There are 2 best solutions below

7
On BEST ANSWER

If the values are sorted $x_1 \le x_2 \ldots \le x_n$, then the value $m^*$ is the unique solution on the interval $[x_{n/2},x_{n/2+1}]$ to the following equation:

$$ (m^* - x_1)(m^*-x_2)\ldots(m^*-x_{n/2})=(x_{n/2+1}-m^*)(x_{n/2+2}-m^*)\ldots(x_{n}-m^*). $$

When $n=2$, it's just the mean, and when $n=4$, $m^* = (x_3x_4-x_1x_2)/(x_3+x_4-x_1-x_2)$, which in your example is $(7\cdot 10-1\cdot2)/(7+10-1-2)=34/7$. I don't see any simple way to solve the equation in closed form for higher $n$, other than standard techniques for finding roots of polynomials.
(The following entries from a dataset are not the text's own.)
PR #6602, opened 2019-07-17
Fix VR button placement

### LINKED ISSUE #6598: Improvements to VR Button
[The move to bottom right](https://github.com/BabylonJS/Babylon.js/blob/12a5f9b7ce49c8111cd14fea6254f19dffca5bed/src/Cameras/VR/vrExperienceHelper.ts#L925-L926) code doesn't always works. Both `canvas.top` and `offsetTop` don't always return the absolute position. In our canvas they both return zero. Instead you should rely on `getBoundingClientRect()`.

Another improvement is exposing the button itself. This will allow us to hide and show the button at will.

haroldma:
Fixes #6598

### DIFF
--- a/src/Cameras/VR/vrExperienceHelper.ts
+++ b/src/Cameras/VR/vrExperienceHelper.ts
@@ -298,7 +298,7 @@ export class OnAfterEnteringVRObservableEvent {
 export class VRExperienceHelper {
     private _scene: Scene;
     private _position: Vector3;
-    private _btnVR: HTMLButtonElement;
+    private _btnVR: Nullable<HTMLButtonElement>;
     private _btnVRDisplayed: boolean;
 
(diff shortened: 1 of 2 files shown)


src/Cameras/VR/vrExperienceHelper.ts
```diff
@@ -616,6 +616,13 @@ export class VRExperienceHelper {
         return this._vrDeviceOrientationCamera;
     }
 
+    /**
+     * The html button that is used to trigger entering into VR.
+     */
+    public get vrButton(): HTMLButtonElement | undefined {
```
deltakosh: Can you use Nullable<HTMLButtonElement > (and flat the internal button the same way?

deltakosh:
It broke the build. I';ll take care of it

PR #6615, opened 2019-07-23
fix(Scene): Dispose of timer that may not have been cleared if the scene was never ready.

zakhenry:


zakhenry:
oops this fix does not actually fix the issue as it is in a tight loop. Will revisit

To prove that the above equation defines $m^*$, you just need to go few steps further in the manipulation of the derivative. That is $ m^* = \lim_{\epsilon\rightarrow 0^+} m_\epsilon $, where $m_\epsilon$ is the solution to:

$$\sum_{k=1}^n \mathrm{sgn}{\left(x_k - m_\epsilon\right)}\left\lvert x_k - m_\epsilon\right\rvert^{\epsilon} = 0$$

For small $\epsilon$, we should have $x_{n/2}\le m_\epsilon \le x_{n/2+1}$, so this becomes:

$$-\sum_{k=1}^{n/2} (m_\epsilon-x_k)^{\epsilon} + \sum_{k=n/2+1}^{n} (x_k-m_\epsilon)^{\epsilon}=0$$

Expanding to first order in $\epsilon$ gives: $$-\sum_{k=1}^{n/2} (1+\epsilon \log(m_\epsilon-x_k)) + \sum_{k=n/2+1}^{n} (1+\epsilon\log(x_k-m_\epsilon))=O(\epsilon^2)$$

The constant terms cancel, and dividing by $\epsilon$ gives: $$-\sum_{k=1}^{n/2} \log(m_\epsilon-x_k) + \sum_{k=n/2+1}^{n} \log(x_k-m_\epsilon)=O(\epsilon)$$

Then by taking the limit as $\epsilon \rightarrow 0^+$, we get: $$-\sum_{k=1}^{n/2} \log(m^*-x_k) + \sum_{k=n/2+1}^{n} \log(x_k-m^*)=0$$ Which is equivalent to the stated condition.
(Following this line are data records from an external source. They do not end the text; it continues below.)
PR #6620, opened 2019-07-23
 Add absolute scale and rotation to transform node

haroldma:
Our team ends up using decompose in some cases when working with scale and rotation. Since there's an absolutePosition, it made sense to do this change.

Thoughts?

### DIFF
--- a/src/Meshes/transformNode.ts
+++ b/src/Meshes/transformNode.ts
@@ -353,7 +353,6 @@ export class TransformNode extends Node {
      * Returns a Vector3.
      */
     public get absolutePosition(): Vector3 {
-        this._syncAbsoluteScalingAndRotation();
         return this._absolutePosition;
     }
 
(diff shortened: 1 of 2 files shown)


src/Meshes/transformNode.ts
```diff
@@ -1078,8 +1096,8 @@ export class TransformNode extends Node {
 
         this._afterComputeWorldMatrix();
 
-        // Absolute position
-        this._absolutePosition.copyFromFloats(this._worldMatrix.m[12], this._worldMatrix.m[13], this._worldMatrix.m[14]);
+        // Update absolute transform values
+        this._worldMatrix.decompose(this._absoluteScaling, this._absoluteRotationQuaternion, this._absolutePosition);
```
deltakosh: That is an expensive function we cannot call in the compute world matrix function (which can be called thousand of times per frame.

I would recommend having a flag in the computeWM function that indicates that absolute scaling and rotation are out of sync, then in the getters check that flag and update the _absoluteScaling and _absoluteortationquaternion before returning them

haroldma: Updated!

deltakosh:
Fantastic! I let the CI finish and I merge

There are different ways to approximate the 1-norm with a differentiable function, and each approximation will give a different unique "median". I don't know of any reason to prefer any one approximation over another other than convenience.

11
On

Unfortunately, this approach is not compatible with convex optimization in practice.

The reason is that in an optimization context, a convex function and its epigraph are assumed interchangeable. That is to say: consider the following two problems: $$\begin{array}{ll} \text{minimize} & f(x) \end{array}$$ $$\begin{array}{ll} \text{minimize} & y \\ \text{subject to} & f(x) \leq y \end{array}$$ These problems are equivalent if $f$ is convex: that is, given the solution to one, the solution to the other is evident, and vice-versa. Of course, the second one has an associated dual variable while the first one does not, but that doesn't change the equivalence.
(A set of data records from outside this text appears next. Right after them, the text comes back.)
PR #6625, opened 2019-07-25
Playground v4.4

Jaskar:
QRcode is back.
-> In mobile mode too ?

Version selector is here, with a config file.
-> Need help to "Unload" old BJS version. Is set BABYLON to null, but this isn't good enough.
-> Do I have to add text field so the users can enter custom version ?

Still have to find the burger button bug ....

### DIFF
--- a/Playground/css/index.css
+++ b/Playground/css/index.css
@@ -414,6 +414,13 @@ body {
 .navbar .select {
     position: relative;
 }
+.navbar .select span {
+    width: 100%;
+    height: 55px;
+    line-height: 55px;
+    font-family: "acumin-pro-extra-condensed";
+    font-size: 20px;
+}
 
 .navbar .select .subSelect {
     position: relative; 
@@ -428,6 +435,10 @@ body {
     display: none;
     text-transform: uppercase;
     background-color: #201936;
+}
+.navbar .select .toDisplay.currentVersionDisplay {
+    width: 100%;
+    display: none;
 }
 .navbar .select .toDisplay .option {
     font-size: 20px;
@@ -453,9 +464,6 @@ body {
 }
 .navbar .select .toDisplay.languageTS .option:hover {
     background-color: #ff7656;
-}
-.navbar .select .toDisplay.currentVersionDisplay {
-    width: auto;
 }
 
 .navbar .select .subSelect .toDisplaySub {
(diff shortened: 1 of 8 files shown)


PatrickRyanMS:
In looking at the preview there are a few issues that need some attention.

- [ ] Whichever tab is active (Javascript vs Typescript) should no longer be a clickable button. Clicking on the active tab will reload the page.
- [ ] The default color for the play button should be white and when hovered, the background should be white and the foreground should be the color of the top bar (based on which tab is active)
- [ ] There should be no period after "v" in the version button to the right. It should be written as "v4.0" to match the version title on the left of the bar.
- [ ] The hover state for the "v4.0" button on the right should have a white background as it currently does, but the color of the type should be the color of the top bar (based on which tab is active)
- [ ] The examples button on the right should stay as a bar color icon on a white background while the menu is open to show that the panel is active.
- [ ] In the submenu panel (Settings > Theme > Light/Dark) the active setting should be purple type on a white background and the unselected options should be white type on the darker purple background.
- [ ] If you have a submenu open (Settings > Theme > Light/Dark) and move your mouse out of the menu, the highlight behind the setting icon and the Theme button both disappear. We should probably close all menus when we lose focus on all menus rather than needing to click outside the menus to close them. 
- [ ] **Mobile:** In mobile mode, when you toggle to code view, drop the FPS counter as we only need to see it when looking at the canvas.
- [ ] **Mobile:** I checked the mobile mode on my iPhone X in safari, when selecting a menu with a submenu like Theme, the submenu does not appear. It does on desktop when scaled to mobile size.
- [ ] **Mobile:** When clicking buttons with a single action like "Inspector" or "Clear" the menu does not close after the action, but rather you need to click on the menu button or off the menu to close it.
- [ ] **Mobile:** The render order of the FPS counter should be lower than the inspector on mobile so that the FPS counter does not cover the inspector when it is open.
- [ ] **Mobile:** Add a close button (X) to the meta data panel. On a mobile device the panel takes over the whole screen and the cancel link type is small and can be overlooked. Adding a close button in the upper right corner will hopefully help people find how to get out of the panel.
- [ ] **Mobile:** If the menu is open and the user scrolls the page, we should close the menu. Right now the menu tears itself away from the hamburger button and floats where it was called. 
- [ ] **Mobile:** If the menu is open and I tap outside the menu, it stays open rather than closing from losing focus.
- [ ] **Mobile:** When the keyboard is shown , the button to switch between code and canvas is behind the keyboard (iOS) but works on Android (the button gets moved up)
- [ ] **Mobile:** We should hide the top bar with branding in landscape mode in the editor when the keyboard is invoked. We should still leave the hamburger menu so the user has access to the menu, but with the rest of the bar visible, you only see maybe one line in the editor in landscape.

Now let's consider your function for $f$, set in the second form above: $$\begin{array}{ll} \text{minimize} & y \\ \text{subject to} & \lim_{\epsilon\rightarrow 0^+} \sum_k | x_k - x |^{1+\epsilon} \leq y \end{array}$$ This is, in all practical respects, equivalent to $$\begin{array}{ll} \text{minimize} & y \\ \text{subject to} & \sum_k | x_k - x | \leq y \end{array}$$ which is of course what you'd get with the standard median function. Any practical system for optimization is really not going to be able to differentiate between the two forms. You could, of course, fix $\epsilon$ to be small and nonzero, but then you've destroyed equivalence, and of course made the leap from a linear problem to a nonlinear one.

Conceptually, what is happening here is that you are preferring a particular element of the arg min set over the rest. But establishing preferences among feasible points is precisely what the purpose of an objective function is. You need to find a way to integrate your preferences more directly into your objective or constraints. For instance, if you are determine to preserve the numerical results induced by the $|\cdot|^{1+\epsilon}$ approach---in particular, if it is important that $34/7$ be the correct answer in this example---then you will not be able to use this median function in convex optimization.